Wahrscheinlich ist aber eine Art Schlummerzustand, in den auch schon andere Organisationen verfallen sind, zum Beispiel die ZUF. «Wir sind zurzeit nicht aktiv», bestätigt Co-Präsidentin Gabriela Suter. Auch für die Unterländer Organisation sei der Abstimmungskampf zugunsten des Pistenbauverbots nun das nächste grosse Ziel. «Wir müssen dabei aber sehr haushälterisch umgehen mit unseren Kräften», sagt Suter, «jede Stunde zugunsten des Fluglärm-Kampfs bedeutet eine Stunde weniger Freizeit.» Dasselbe gelte natürlich auch für den Einsatz der beschränkten finanziellen Mittel.

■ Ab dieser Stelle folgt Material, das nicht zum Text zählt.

PR #3681, opened 2023-03-18
Replace mysql python module with mariadb

cocosolos:
**_I affirm:_**

Replaces call to mysql connector with mariadb.

Run the new migration without mysql module installed.

### DIFF
--- a/tools/migrations/035_escha_portals_unlock.py
+++ b/tools/migrations/035_escha_portals_unlock.py
@@ -1,5 +1,5 @@
 import array
-import mysql.connector
+import mariadb
 
 def migration_name():
     return "Adding eschan_portals column to char_unlocks table"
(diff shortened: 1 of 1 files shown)


WinterSolstice8:
I understand that this seems to be a good idea for us given we use MariaDB, but why did this PR come about? Was there some issue you were having?

cocosolos:
> I understand that this seems to be a good idea for us given we use MariaDB, but why did this PR come about? Was there some issue you were having?

Someone in Discord was having an issue installing the server since MySql connector is no longer a requirement and dbtool fails to run when this migration tries to import it.

TeoTwawki (approved):

WinterSolstice8 (approved):
LGTM

zach2good (approved):

Xaver-DaRed (approved):
Ooops

PR #3696, opened 2023-03-26
[NPC] Ada - Abyssea Tahrongi Default Action

kaincenteno:
**_I affirm:_**

Adds the default interaction when speaking with Ada

zone to Abyssea Tahrongi canyon
find npc
talk to her


scripts/zones/Abyssea-Tahrongi/npcs/Ada.lua
```diff
@@ -0,0 +1,19 @@
+-----------------------------------
+-- Zone: Abyssea - Tahrongi
+--  NPC: Ada
```
zach2good: Does the default interaction need the empty script to work? This should also have the pos command to get to this NPC

kaincenteno: Didn't test it without it, just added it cause I looked through npcs that also had empty scripts also using default interaction so thought it was the norm. I'll go ahead and test and remove if works without it then.

kaincenteno: tested, working without script.

zach2good (approved):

Schneiser können noch mobilisieren
Etwas anders gelagert ist die Situation des VFSN. Laut Präsident Thomas Morf verfügt man immer noch über 4700 Mitglieder, die einen Beitrag von 40 Franken einzahlen. Damit fliessen alljährlich über 150 000 Franken in die Kriegskasse. Dies ermöglicht eine laut Morfs Angaben bescheidene Entschädigung des Präsidenten und dessen Aktivität an allen möglichen Fronten. Trotz dem nach wie vor hohen Mitgliederbestand – er hat gegenüber den besten Zeiten um knapp 10 Prozent abgenommen – stellt Morf Veränderungen fest. Nachdem früher praktisch durchs Band ausgeprägter Kampfgeist vorhanden war, haben sich heute drei Gruppen gebildet. Während die direkt Betroffenen unentwegt weiterkämpften und die «Solidarischen» diese aus Prinzip und aus Sorge um die Bürgerrechte unterstützten, sei auch eine Gruppe von Resignierten entstanden. Viele von ihnen betrachteten die Schweiz heute als Bananenrepublik, bilanziert Morf. Obwohl die dritte Gruppe gewachsen sei, könne man aber ohne grossen Aufwand immer noch in kurzer Zeit 2000 Leute mobilisieren, sagt er stolz. Dies habe sich zuletzt bei der Begehung des 2000. Tages seit der Einführung von Südanflügen im vergangnen April in Zürich gezeigt.